Z-score normalization

See also: Machine learning terms

Introduction

Z-score normalization is a type of data scaling that transforms data values to have a mean of zero and standard deviation of one. This transformation occurs by subtracting the mean from each value and dividing by its standard deviation. The results are known as Z-scores, which indicate how far away from the mean each data point is.

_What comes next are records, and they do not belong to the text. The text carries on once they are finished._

PR #457, opened 2022-12-19
Edge parts can be stretchable or glued

zamarrenolm:
Signed-off-by: Luma <zamarrenolm@aia.es>

Feature

Some parts of the edge drawings are marked as `stretchable` or `glued`.
This information helps to update the diagram when the user interacts with it. 
In the basic use-case is a user wants to move some node locations and see the effects (immediately) in the diagram.
To provide this kind of interaction, we want to allow the user drag the nodes to their desired positions. The edges connected to the moved node must be updated (if possible, while the user is performing the drag operation).
To be able to properly update the different parts of the edge we label them using two classes:

- `stretchable`: this part of the edge drawing can be scaled to fill the new gap between end nodes.
- `glued`: this part of the edge is glued to one of the ends of the edge or to its center.

**Other information**:
Previously the symbol for the transformer was split in two drawings, each one contained in its half edge.
With this change the circle drawings for the transformer symbol are grouped together in an element that then is glued to center of the edge.

### DIFF
--- a/network-area-diagram/src/main/java/com/powsybl/nad/svg/StyleProvider.java
+++ b/network-area-diagram/src/main/java/com/powsybl/nad/svg/StyleProvider.java
@@ -39,6 +39,9 @@ public interface StyleProvider {
     String LABEL_BOX_CLASS = CLASSES_PREFIX + "label-box";
     String LEGEND_SQUARE_CLASS = CLASSES_PREFIX + "legend-square";
     String PST_ARROW_CLASS = CLASSES_PREFIX + "pst-arrow";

Data normalization in machine learning is a critical preprocessing step that helps boost the performance of many algorithms. Normalization involves scaling data to a specified range or distribution to reduce the impact of differences in scale or units of features.

Simple Example

A feature with the mean of 500 and a standard deviation of 100.

raw value Z-score
500 0
600 1
355 -1.45

Model will train on the Z-score instead of raw values

Why is Z-score normalization used?

Z-score normalization is a technique commonly used in machine learning to address the issue of feature scaling. When features in a dataset have different scales or units, it can cause issues for certain machine learning algorithms that rely on distance-based calculations such as k-nearest neighbors (KNN) or support vector machines (SVM), which require equal weighting across all features in the analysis. With Z-score normalization, however, we can standardize these dimensions so that each contributes equally to our analysis.

How is Z-score normalization performed?

Z-score normalization is a straightforward formula that can be applied to each feature within an array. It consists of:

Z = (x - µ) / σ

  • Z is the Z-score for a particular data value
  • x is its original data value
  • µ stands for mean of all data values in that feature
  • σ stands for standard deviation of those data values for the feature

To apply Z-score normalization to a dataset, we must perform the following steps:

  1. Calculate the mean and standard deviation for each feature in the dataset.
  2. For each data value within a feature, subtract its mean value and divide by its standard deviation.
  3. These values correspond to Z-scores for each data point.

Real-life Example

Let us assume we have a dataset with two features, height (in cm) and weight (in kg), that we would like to apply Z-score normalization to. The data values for these features can be seen in the following table:

Height (cm) Weight (kg)
180 85
150 55

Before applying Z-score normalization to the dataset, we must first calculate the mean and standard deviation for each feature. These values can be found in the following table:

Features Mean Standard Deviation
Height (cm) 166 10.954
Weight (kg) 65.6 14.834

By applying the formula for Z-score normalization to each data value in our dataset, we can calculate Z-scores individually. The results are displayed in the following table:

Height Z-score Weight Z-score
1.27807 1.30781
-1.46065 -0.71457

Explain Like I'm 5 (ELI5)

Hey there! Have you ever noticed how when having different-sized toys, it can be challenging to compare them? Well, in machine learning it works similarly - sometimes numbers may appear huge while other times they may appear tiny. Comparing and using these numbers in calculations can be tricky since the larger ones often have greater effects than their smaller counterparts.

Z-score normalization can help! It's a way of making all numbers the same size so we can compare them more easily. Imagine having an automated machine that could shrink or grow each toy so they were all the same size, no matter their original dimensions!

To do this, we utilize some math to calculate the average size and spread of all numbers. Then we adjust each one so it fits within this average and spread, creating similar-sized numbers so we can compare and use them more conveniently.